ACTIVITY ::
Nothing should be left out: output all of the entries exactly.

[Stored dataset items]

═══

PR #37, opened 2025-03-24
boards: fw_table: update soft harvesting according to product specs

afongTT:
This makes sure that all boards of the same type look the same, despite different harvesting configurations.

Note that this setting doesn't actually have any effect until feature_enable.harvesting_en is enabled in the fw_tables.

### DIFF
--- a/boards/tenstorrent/tt_blackhole/spirom_data_tables/P100/fw_table.txt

═══

ANSWER ::
PR #37, opened 2025-03-24
boards: fw_table: update soft harvesting according to product specs

afongTT:
This makes sure that all boards of the same type look the same, despite different harvesting configurations.

Note that this setting doesn't actually have any effect until feature_enable.harvesting_en is enabled in the fw_tables.

### DIFF
--- a/boards/tenstorrent/tt_blackhole/spirom_data_tables/P100/fw_table.txt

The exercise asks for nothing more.